[Saved data entries]
Issue #5847, opened 2023-08-15
sabnzbd 4.0.3-64 core dumped at startup on qoriq


zaadstra:
### Is this a new Bug?

- [X] I checked that the bug hasn't been reported before

### Package Name

sabnzbd

### Package Version

sabnzbd 4.0.3-64

### Device Model

DS213+ Qoriq

### Device Architecture

PPC

### Firmware Version

6.2.4 latest

### What happened?

Update sabnzbd 4.0.3-63 to sabnzbd 4.0.3-64.  Then got an error "cannot start package service".

Some analysis has been done in [issue 5841](https://github.com/SynoCommunity/spksrc/issues/5841). Issue seemed related at first but it is different. First thougts by @th0ma7 

> Your pip calls are working out just fine, meaning you do have openssl working ok. The issue in your case really is the core dumped which I presume is due to cryptography wheel. I'll have to investigate a bit further.

I uploaded the logs to pastebin, both for Python 3.11 and sabnzbd.

python311.log ds213+ https://pastebin.com/Lw5NGb1S

sabnzbd.log ds213+ https://pastebin.com/uCqQFh04

2023/07/22 00:01:44 sabnzbd 4.0.2-62 -> 63
2023/08/14 13:25:52 sabnzbd 4.0.3-63 -> 64

(fails to start)
2023/08/14 13:35:38 start sabnzbd 4.0.3-64 Begin start-stop-status start
/var/packages/sabnzbd/scripts/start-stop-status: line 31: 15558 Illegal instruction (core dumped) ${service} >> ${OUT} 2>&1
2023/08/14 13:36:05 start sabnzbd 4.0.3-64 End start-stop-status start ret=[1]
2023/08/14 13:36:06 (system) trigger sabnzbd 4.0.3-64 Begin start-stop-status stop
2023/08/14 13:36:06 (system) trigger sabnzbd 4.0.3-64 End start-stop-status stop ret=[0]

(reboot)

2023/08/14 13:55:26 start sabnzbd 4.0.3-64 Begin start-stop-status start
/var/packages/sabnzbd/scripts/start-stop-status: line 31: 12265 Illegal instruction (core dumped) ${service} >> ${OUT} 2>&1
2023/08/14 13:55:56 start sabnzbd 4.0.3-64 End start-stop-status start ret=[1]
2023/08/14 13:55:57 (system) trigger sabnzbd 4.0.3-64 Begin start-stop-status stop
[...]

PR #5879, opened 2023-09-11
Enable rust powerpc-unknown-linux-gnuspe for qoriq

th0ma7:
## Description

1. Add `powerpc-unknown-linux-gnuspe` rust toolchain for properly supporting `qoriq` arch
2. Enable `debug_symbols` for qoriq (and x64 to help diagnosing) - TEMPORARY

Helps debugging #5684 and #5847
Fixes #

## Checklist

### Type of change

- [x] Bug fix
- [ ] New Package
- [ ] Package update

### Objective
Objective is when building not getting `lwsync`:
```
powerpc-e500v2-linux-gnuspe-objdump -d ./cryptography/hazmat/bindings/_rust.abi3.so | grep lwsync
```

### Additional Change(s)
Introduction of  `$(ADDITIONAL_RUSTFLAGS)` that allows passing, well, additional flags to rustc at build time, similarly to other existing flags.

### DIFF
--- a/toolchain/syno-qoriq-6.2.4/Makefile
+++ b/toolchain/syno-qoriq-6.2.4/Makefile
@@ -19,6 +19,6 @@ include ../../mk/spksrc.tc.mk
 qoriq_post_fix_target:
 	@cd $(WORK_DIR)/$(TC_TARGET)/bin ; \
 	for gnutool in $$(ls -1); do \
-	  [ ! -h "powerpc-linux-gnuspe-$${gnutool##*-}" ] && ln -s $${gnutool} "powerpc-linux-gnuspe-$${gnutool##*-}" ; \
-	  [ ! -h "powerpc-unknown-linux-gnuspe-$${gnutool##*-}" ] && ln -s $${gnutool} "powerpc-unknown-linux-gnuspe-$${gnutool##*-}" ; \
+	  [ ! -L "powerpc-linux-gnuspe-$${gnutool##*-}" ] && ln -sf $${gnutool} "powerpc-linux-gnuspe-$${gnutool##*-}" ; \
+	  [ ! -L "powerpc-unknown-linux-gnuspe-$${gnutool##*-}" ] && ln -sf $${gnutool} "powerpc-unknown-linux-gnuspe-$${gnutool##*-}" ; \
 	done
--- a/toolchain/syno-qoriq-6.2.4/Makefile
+++ b/toolchain/syno-qoriq-6.2.4/Makefile
@@ -9,6 +9,16 @@ TC_DIST_SITE_PATH = PowerPC%20QorIQ%20Linux%202.6.32
 TC_TARGET = powerpc-e500v2-linux-gnuspe
 TC_SYSROOT = $(TC_TARGET)/sysroot
 TC_EXTRA_CFLAGS = -mcpu=8548 -mhard-float -mfloat-gprs=double
-TC_RUSTFLAGS = -C target-cpu=e500 target-feature=-hard-float,-spe
+TC_RUSTFLAGS = -Ctarget-cpu=e500
+
+POST_FIX_TARGET = qoriq_post_fix_target
 
 include ../../mk/spksrc.tc.mk
+
+.PHONY: qoriq_post_fix_target
+qoriq_post_fix_target:
+	@cd $(WORK_DIR)/$(TC_TARGET)/bin ; \
+	for gnutool in $$(ls -1); do \
+	  [ ! -h "powerpc-linux-gnuspe-$${gnutool##*-}" ] && ln -s $${gnutool} "powerpc-linux-gnuspe-$${gnutool##*-}" ; \
+	  [ ! -h "powerpc-unknown-linux-gnuspe-$${gnutool##*-}" ] && ln -s $${gnutool} "powerpc-unknown-linux-gnuspe-$${gnutool##*-}" ; \
+	done
--- a/toolchain/syno-qoriq-6.2.4/Makefile
+++ b/toolchain/syno-qoriq-6.2.4/Makefile
@@ -9,5 +9,6 @@ TC_DIST_SITE_PATH = PowerPC%20QorIQ%20Linux%202.6.32
 TC_TARGET = powerpc-e500v2-linux-gnuspe
 TC_SYSROOT = $(TC_TARGET)/sysroot
 TC_EXTRA_CFLAGS = -mcpu=8548 -mhard-float -mfloat-gprs=double
+TC_RUSTFLAGS = -Ctarget-cpu=e500
 
 include ../../mk/spksrc.tc.mk
--- a/toolchain/syno-qoriq-6.2.4/Makefile
+++ b/toolchain/syno-qoriq-6.2.4/Makefile
@@ -9,6 +9,6 @@ TC_DIST_SITE_PATH = PowerPC%20QorIQ%20Linux%202.6.32
 TC_TARGET = powerpc-e500v2-linux-gnuspe
 TC_SYSROOT = $(TC_TARGET)/sysroot
 TC_EXTRA_CFLAGS = -mcpu=8548 -mhard-float -mfloat-gprs=double
-TC_RUSTFLAGS = -Ctarget-cpu=e500
+TC_RUSTFLAGS = -C target-cpu=e500 target-feature=-hard-float,-spe
 
 include ../../mk/spksrc.tc.mk
--- a/toolchain/syno-qoriq-6.2.4/Makefile
+++ b/toolchain/syno-qoriq-6.2.4/Makefile
@@ -9,7 +9,7 @@ TC_DIST_SITE_PATH = PowerPC%20QorIQ%20Linux%202.6.32
 TC_TARGET = powerpc-e500v2-linux-gnuspe
 TC_SYSROOT = $(TC_TARGET)/sysroot
 TC_EXTRA_CFLAGS = -mcpu=8548 -mhard-float -mfloat-gprs=double
-TC_RUSTFLAGS = -Ctarget-cpu=e500
+TC_RUSTFLAGS = -C target-cpu=e500
 
 POST_FIX_TARGET = qoriq_post_fix_target
 
--- a/Dockerfile
+++ b/Dockerfile
@@ -21,7 +21,6 @@ RUN apt-get update && apt-get install --no-install-recommends -y \
 	bison \
 	build-essential \
 	check \
-	clang-13 \
 	cmake \
 	curl \
 	cython3 \
@@ -51,7 +50,6 @@ RUN apt-get update && apt-get install --no-install-recommends -y \
 	libssl-dev \
 	libtool \
 	libunistring-dev \
-	llvm-13 \
 	lzip \
 	mercurial \
 	moreutils \
--- a/Dockerfile
+++ b/Dockerfile
@@ -21,6 +21,7 @@ RUN apt-get update && apt-get install --no-install-recommends -y \
 	bison \
 	build-essential \
 	check \
+	clang-13 \
 	cmake \
 	curl \
 	cython3 \
@@ -50,6 +51,7 @@ RUN apt-get update && apt-get install --no-install-recommends -y \
 	libssl-dev \
 	libtool \
 	libunistring-dev \
+	llvm-13 \
 	lzip \
 	mercurial \
 	moreutils \
--- a/mk/spksrc.cross-rust-env.mk
+++ b/mk/spksrc.cross-rust-env.mk
@@ -19,20 +19,15 @@ endif
 #   https://rustc-dev-guide.rust-lang.org/building/bootstrapping.html#stage-2-the-truly-current-compiler
 RUSTUP_DEFAULT_TOOLCHAIN_STAGE = 2
 
-ifeq ($(TC_RUSTUP_TOOLCHAIN),)
-TC_RUSTUP_TOOLCHAIN = $(RUSTUP_DEFAULT_TOOLCHAIN)
+# When calling directly from
+# toolchain/syno-<arch>-<vertion>
+# ARCH variable is still unset
+ifeq ($(ARCH),)
+ARCH=$(TC_ARCH)
 endif
 
-RUST_TARGET =
 # map archs to rust targets
-ifeq ($(findstring $(ARCH), $(x64_ARCHS)),$(ARCH))
-RUST_TARGET = x86_64-unknown-linux-gnu
-endif
-ifeq ($(findstring $(ARCH), $(i686_ARCHS)),$(ARCH))
-RUST_TARGET = i686-unknown-linux-gnu
-endif
 ifeq ($(findstring $(ARCH), $(ARMv5_ARCHS)),$(ARCH))
-# may be not supported for cargo
 RUST_TARGET = armv5te-unknown-linux-gnueabi
 endif
 ifeq ($(findstring $(ARCH), $(ARMv7_ARCHS)),$(ARCH))
@@ -45,9 +40,22 @@ ifeq ($(findstring $(ARCH), $(ARMv8_ARCHS)),$(ARCH))
 RUST_TARGET = aarch64-unknown-linux-gnu
 endif
 ifeq ($(findstring $(ARCH), $(PPC_ARCHS)),$(ARCH))
+RUST_FORCE_TOOLCHAIN = 0
 RUST_TARGET = powerpc-unknown-linux-gnuspe
 TC_RUSTUP_TOOLCHAIN = stage$(RUSTUP_DEFAULT_TOOLCHAIN_STAGE)-$(RUST_TARGET)
 endif
+ifeq ($(findstring $(ARCH), $(x64_ARCHS)),$(ARCH))
+RUST_TARGET = x86_64-unknown-linux-gnu
+endif
+ifeq ($(findstring $(ARCH), $(i686_ARCHS)),$(ARCH))
+RUST_TARGET = i686-unknown-linux-gnu
+endif
+
 ifeq ($(RUST_TARGET),)
 $(error Arch $(ARCH) not supported)
+endif
+
+# By default use the default toolchain if unset
+ifeq ($(TC_RUSTUP_TOOLCHAIN),)
+TC_RUSTUP_TOOLCHAIN = $(RUSTUP_DEFAULT_TOOLCHAIN)
 endif
--- a/mk/spksrc.cross-rust-env.mk
+++ b/mk/spksrc.cross-rust-env.mk
@@ -14,6 +14,10 @@ ifeq ($(RUSTUP_DEFAULT_TOOLCHAIN),)
 RUSTUP_DEFAULT_TOOLCHAIN = stable
 endif
 
+# When building toolchain Tier-3 arch support
+#   https://rustc-dev-guide.rust-lang.org/building/bootstrapping.html#stage-2-the-truly-current-compiler
+RUSTUP_DEFAULT_TOOLCHAIN_STAGE = 1
+
 ifeq ($(TC_RUSTUP_TOOLCHAIN),)
 TC_RUSTUP_TOOLCHAIN = $(RUSTUP_DEFAULT_TOOLCHAIN)
 endif
--- a/mk/spksrc.cross-rust-env.mk
+++ b/mk/spksrc.cross-rust-env.mk
@@ -38,7 +38,7 @@ ifeq ($(findstring $(RUST_ARCH), $(ARMv8_ARCHS)),$(RUST_ARCH))
 RUST_TARGET = aarch64-unknown-linux-gnu
 endif
 ifeq ($(findstring $(RUST_ARCH), $(PPC_ARCHS)),$(RUST_ARCH))
-RUST_BUILD_TOOLCHAIN = 0
+RUST_BUILD_TOOLCHAIN = 1
 RUST_TARGET = powerpc-unknown-linux-gnuspe
 TC_RUSTUP_TOOLCHAIN = stage$(RUSTUP_DEFAULT_TOOLCHAIN_STAGE)-$(RUST_TARGET)
 endif
--- a/mk/spksrc.cross-rust-env.mk
+++ b/mk/spksrc.cross-rust-env.mk
@@ -12,6 +12,14 @@ ifeq ($(RUST_TOOLCHAIN),)
 RUST_TOOLCHAIN = stable
 endif
 
+ifeq ($(RUST_TARGET_TOOLCHAIN),)
+ifneq ($(shell rustup target list 2>&1 | grep $(RUST_TARGET) 2>/dev/null),)
+RUST_TARGET_TOOLCHAIN = $(RUST_TOOLCHAIN)
+else
+RUST_TARGET_TOOLCHAIN = $(TC_ARCH)
+endif
+endif
+
 RUST_TARGET =
 # map archs to rust targets
 ifeq ($(findstring $(ARCH), $(x64_ARCHS)),$(ARCH))
@@ -34,7 +42,7 @@ ifeq ($(findstring $(ARCH), $(ARMv8_ARCHS)),$(ARCH))
 RUST_TARGET = aarch64-unknown-linux-gnu
 endif
 ifeq ($(findstring $(ARCH), $(PPC_ARCHS)),$(ARCH))
-RUST_TARGET = powerpc-unknown-linux-gnu
+RUST_TARGET = powerpc-unknown-linux-gnuspe
 endif
 ifeq ($(RUST_TARGET),)
 $(error Arch $(ARCH) not supported)
--- a/mk/spksrc.cross-rust-env.mk
+++ b/mk/spksrc.cross-rust-env.mk
@@ -14,6 +14,9 @@ endif
 
 ifeq ($(TC_RUSTUP_TOOLCHAIN),)
 TC_RUSTUP_TOOLCHAIN = $(RUSTUP_DEFAULT_TOOLCHAIN)
+else
+USE_NATIVE_CMAKE = 1
+include ../../mk/spksrc.native-cmake-env.mk
 endif
 
 RUST_TARGET =
--- a/mk/spksrc.cross-rust-env.mk
+++ b/mk/spksrc.cross-rust-env.mk
@@ -8,16 +8,12 @@ export RUSTUP_HOME=$(BASE_DISTRIB_DIR)/rustup
 export PATH:=$(BASE_DISTRIB_DIR)/cargo/bin:$(PATH)
 endif
 
-ifeq ($(RUST_TOOLCHAIN),)
-RUST_TOOLCHAIN = stable
+ifeq ($(RUSTUP_DEFAULT_TOOLCHAIN),)
+RUSTUP_DEFAULT_TOOLCHAIN = stable
 endif
 
-ifeq ($(RUST_TARGET_TOOLCHAIN),)
-ifneq ($(shell rustup target list 2>&1 | grep $(RUST_TARGET) 2>/dev/null),)
-RUST_TARGET_TOOLCHAIN = $(RUST_TOOLCHAIN)
-else
-RUST_TARGET_TOOLCHAIN = $(TC_ARCH)
-endif
+ifeq ($(TC_RUSTUP_TOOLCHAIN),)
+TC_RUSTUP_TOOLCHAIN = $(RUSTUP_DEFAULT_TOOLCHAIN)
 endif
 
 RUST_TARGET =
@@ -43,6 +39,7 @@ RUST_TARGET = aarch64-unknown-linux-gnu
 endif
 ifeq ($(findstring $(ARCH), $(PPC_ARCHS)),$(ARCH))
 RUST_TARGET = powerpc-unknown-linux-gnuspe
+TC_RUSTUP_TOOLCHAIN = $(TC_ARCH)
 endif
 ifeq ($(RUST_TARGET),)
 $(error Arch $(ARCH) not supported)
--- a/mk/spksrc.cross-rust-env.mk
+++ b/mk/spksrc.cross-rust-env.mk
@@ -1,5 +1,8 @@
 # Configuration for rust compiler
-# 
+#
+
+# For newer cmake when building tier-3 toolchains
+include ../../mk/spksrc.native-cmake-env.mk
 
 # Add cargo for rust compiler to default PATH
 ifneq ($(BASE_DISTRIB_DIR),)
@@ -16,7 +19,6 @@ ifeq ($(TC_RUSTUP_TOOLCHAIN),)
 TC_RUSTUP_TOOLCHAIN = $(RUSTUP_DEFAULT_TOOLCHAIN)
 else
 USE_NATIVE_CMAKE = 1
-include ../../mk/spksrc.native-cmake-env.mk
 endif
 
 RUST_TARGET =
--- a/mk/spksrc.cross-rust-env.mk
+++ b/mk/spksrc.cross-rust-env.mk
@@ -16,7 +16,7 @@ endif
 
 # When building toolchain Tier-3 arch support
 #   https://rustc-dev-guide.rust-lang.org/building/bootstrapping.html#stage-2-the-truly-current-compiler
-RUSTUP_DEFAULT_TOOLCHAIN_STAGE = 1
+RUSTUP_DEFAULT_TOOLCHAIN_STAGE = 2
 
 ifeq ($(TC_RUSTUP_TOOLCHAIN),)
 TC_RUSTUP_TOOLCHAIN = $(RUSTUP_DEFAULT_TOOLCHAIN)
--- a/mk/spksrc.cross-rust-env.mk
+++ b/mk/spksrc.cross-rust-env.mk
@@ -1,14 +1,13 @@
 # Configuration for rust compiler
 #
 
-# For newer cmake when building tier-3 toolchains
-include ../../mk/spksrc.native-cmake-env.mk
-
 # Add cargo for rust compiler to default PATH
 ifneq ($(BASE_DISTRIB_DIR),)
+# Enforce newer cmake when building tier-3 toolchains
+CMAKE_PATH = $(abspath $(WORK_DIR)/../../../native/cmake/work-native/install/usr/local/bin)
 export CARGO_HOME=$(BASE_DISTRIB_DIR)/cargo
 export RUSTUP_HOME=$(BASE_DISTRIB_DIR)/rustup
-export PATH:=$(BASE_DISTRIB_DIR)/cargo/bin:$(PATH)
+export PATH:=$(abspath $(BASE_DISTRIB_DIR)/cargo/bin):$(CMAKE_PATH):$(PATH)
 endif
 
 ifeq ($(RUSTUP_DEFAULT_TOOLCHAIN),)
@@ -17,8 +16,6 @@ endif
 
 ifeq ($(TC_RUSTUP_TOOLCHAIN),)
 TC_RUSTUP_TOOLCHAIN = $(RUSTUP_DEFAULT_TOOLCHAIN)
-else
-USE_NATIVE_CMAKE = 1
 endif
 
 RUST_TARGET =
--- a/mk/spksrc.cross-rust-env.mk
+++ b/mk/spksrc.cross-rust-env.mk
@@ -5,12 +5,10 @@
 ifneq ($(BASE_DISTRIB_DIR),)
 # Enforce newer cmake when building tier-3 toolchains
 CMAKE_PATH = $(abspath $(WORK_DIR)/../../../native/cmake/work-native/install/usr/local/bin)
+LLVM_PATH = $(abspath $(WORK_DIR)/../../../native/llvm-9.0/work-native/install/usr/local/bin)
 export CARGO_HOME=$(BASE_DISTRIB_DIR)/cargo
 export RUSTUP_HOME=$(BASE_DISTRIB_DIR)/rustup
-export PATH:=$(abspath $(BASE_DISTRIB_DIR)/cargo/bin):$(CMAKE_PATH):$(PATH)
-export CFLAGS_$(subst -,_,$(RUST_TARGET))="$(TC_EXTRA_CFLAGS)"
-export CXXFLAGS_$(subst -,_,$(RUST_TARGET))="$(TC_EXTRA_CFLAGS)"
-export LDFLAGS_$(subst -,_,$(RUST_TARGET))="--sysroot=$(WORK_DIR)/$(TC_TARGET)/$(TC_SYSROOT)"
+export PATH:=$(abspath $(BASE_DISTRIB_DIR)/cargo/bin):$(CMAKE_PATH):$(LLVM_PATH):$(PATH)
 endif
 
 ifeq ($(RUSTUP_DEFAULT_TOOLCHAIN),)
--- a/mk/spksrc.cross-rust-env.mk
+++ b/mk/spksrc.cross-rust-env.mk
@@ -8,6 +8,9 @@ CMAKE_PATH = $(abspath $(WORK_DIR)/../../../native/cmake/work-native/install/usr
 export CARGO_HOME=$(BASE_DISTRIB_DIR)/cargo
 export RUSTUP_HOME=$(BASE_DISTRIB_DIR)/rustup
 export PATH:=$(abspath $(BASE_DISTRIB_DIR)/cargo/bin):$(CMAKE_PATH):$(PATH)
+export CFLAGS_$(subst -,_,$(RUST_TARGET))="$(TC_EXTRA_CFLAGS)"
+export CXXFLAGS_$(subst -,_,$(RUST_TARGET))="$(TC_EXTRA_CFLAGS)"
+export LDFLAGS_$(subst -,_,$(RUST_TARGET))="--sysroot=$(WORK_DIR)/$(TC_TARGET)/$(TC_SYSROOT)"
 endif
 
 ifeq ($(RUSTUP_DEFAULT_TOOLCHAIN),)
@@ -15,8 +18,9 @@ RUSTUP_DEFAULT_TOOLCHAIN = stable
 endif
 
 # When building toolchain Tier-3 arch support
+#   While stage-2 is the truly current compiler, stage-1 suffice our needs
 #   https://rustc-dev-guide.rust-lang.org/building/bootstrapping.html#stage-2-the-truly-current-compiler
-RUSTUP_DEFAULT_TOOLCHAIN_STAGE = 2
+RUSTUP_DEFAULT_TOOLCHAIN_STAGE = 1
 
 ifeq ($(TC_RUSTUP_TOOLCHAIN),)
 TC_RUSTUP_TOOLCHAIN = $(RUSTUP_DEFAULT_TOOLCHAIN)
@@ -45,7 +49,7 @@ RUST_TARGET = aarch64-unknown-linux-gnu
 endif
 ifeq ($(findstring $(ARCH), $(PPC_ARCHS)),$(ARCH))
 RUST_TARGET = powerpc-unknown-linux-gnuspe
-TC_RUSTUP_TOOLCHAIN = $(RUST_TARGET)
+TC_RUSTUP_TOOLCHAIN = stage$(RUSTUP_DEFAULT_TOOLCHAIN_STAGE)-$(RUST_TARGET)
 endif
 ifeq ($(RUST_TARGET),)
 $(error Arch $(ARCH) not supported)
--- a/mk/spksrc.cross-rust-env.mk
+++ b/mk/spksrc.cross-rust-env.mk
@@ -17,7 +17,7 @@ endif
 # When building toolchain Tier-3 arch support
 #   While stage-2 is the truly current compiler, stage-1 suffice our needs
 #   https://rustc-dev-guide.rust-lang.org/building/bootstrapping.html#stage-2-the-truly-current-compiler
-RUSTUP_DEFAULT_TOOLCHAIN_STAGE = 1
+RUSTUP_DEFAULT_TOOLCHAIN_STAGE = 2
 
 ifeq ($(TC_RUSTUP_TOOLCHAIN),)
 TC_RUSTUP_TOOLCHAIN = $(RUSTUP_DEFAULT_TOOLCHAIN)
--- a/mk/spksrc.cross-rust-env.mk
+++ b/mk/spksrc.cross-rust-env.mk
@@ -19,40 +19,36 @@ endif
 #   https://rustc-dev-guide.rust-lang.org/building/bootstrapping.html#stage-2-the-truly-current-compiler
 RUSTUP_DEFAULT_TOOLCHAIN_STAGE = 2
 
-# When calling directly from
-# toolchain/syno-<arch>-<vertion>
-# ARCH variable is still unset
-ifeq ($(ARCH),)
-ARCH=$(TC_ARCH)
-endif
+# When calling directly from toolchain/syno-<arch>-<version>
+# ARCH variable is still unset thus using $(or $(ARCH),$(TC_ARCH))
 
 # map archs to rust targets
-ifeq ($(findstring $(ARCH), $(ARMv5_ARCHS)),$(ARCH))
+ifeq ($(findstring $(or $(ARCH),$(TC_ARCH)), $(ARMv5_ARCHS)),$(or $(ARCH),$(TC_ARCH)))
 RUST_TARGET = armv5te-unknown-linux-gnueabi
 endif
-ifeq ($(findstring $(ARCH), $(ARMv7_ARCHS)),$(ARCH))
+ifeq ($(findstring $(or $(ARCH),$(TC_ARCH)), $(ARMv7_ARCHS)),$(or $(ARCH),$(TC_ARCH)))
 RUST_TARGET = armv7-unknown-linux-gnueabihf
 endif
-ifeq ($(findstring $(ARCH), $(ARMv7L_ARCHS)),$(ARCH))
+ifeq ($(findstring $(or $(ARCH),$(TC_ARCH)), $(ARMv7L_ARCHS)),$(or $(ARCH),$(TC_ARCH)))
 RUST_TARGET = armv7-unknown-linux-gnueabi
 endif
-ifeq ($(findstring $(ARCH), $(ARMv8_ARCHS)),$(ARCH))
+ifeq ($(findstring $(or $(ARCH),$(TC_ARCH)), $(ARMv8_ARCHS)),$(or $(ARCH),$(TC_ARCH)))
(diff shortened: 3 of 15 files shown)


th0ma7:
@hgy59 Heads-up, this should create packages with full debug_symbols enabled and thus help with gdb to analyze core dumps with a lot more details.  Note that I enabled it on both `qoriq` and `x64`, later to help us out play with it (for instance on my virtual DSM on my syno DS918+)

th0ma7:
@hgy59 I did find a patch to fix building of gdb-7.12.1.  Although what is really really weird is that I can build it from `cross/gdb-7.12` but cannot under `spk` or `diyspk` ?!?!?  Further, after investigating the exact same build issue is also occurring under gdb-13.2 (although from both cross and spk/diyspk).

I was finally able to figure out why (now needs to know how to fix it).  When it goes into the `configure` script under `sim/ppc` at a certain point it tests the build c compiler:
```
checking for i686-pc-linux-gcc... gcc
checking whether the C compiler works... no
configure: error: in `/home/spksrc/qoriq-debug/spksrc/cross/gdb-latest/work-qoriq-6.2.4/gdb-13.2/sim/ppc/build.4119280':
configure: error: C compiler cannot create executables
See `config.log' for more details
mv: cannot stat 'config.h': No such file or directory
```
The end-result is that build-config.h is then missing:
```
fatal error: build-config.h: No such file or directory
   23 | #include "build-config.h"
      |          ^~~~~~~~~~~~~~~~
compilation terminated.
```
As at the end of `sim/ppc/configure` it does a `mv config.h ../build-config.h`.

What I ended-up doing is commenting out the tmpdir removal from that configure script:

**Task directions**
All lines in the records that contain "Objective" are to be copied and returned.

**Response area**
### Objective
Objective is when building not getting `lwsync`:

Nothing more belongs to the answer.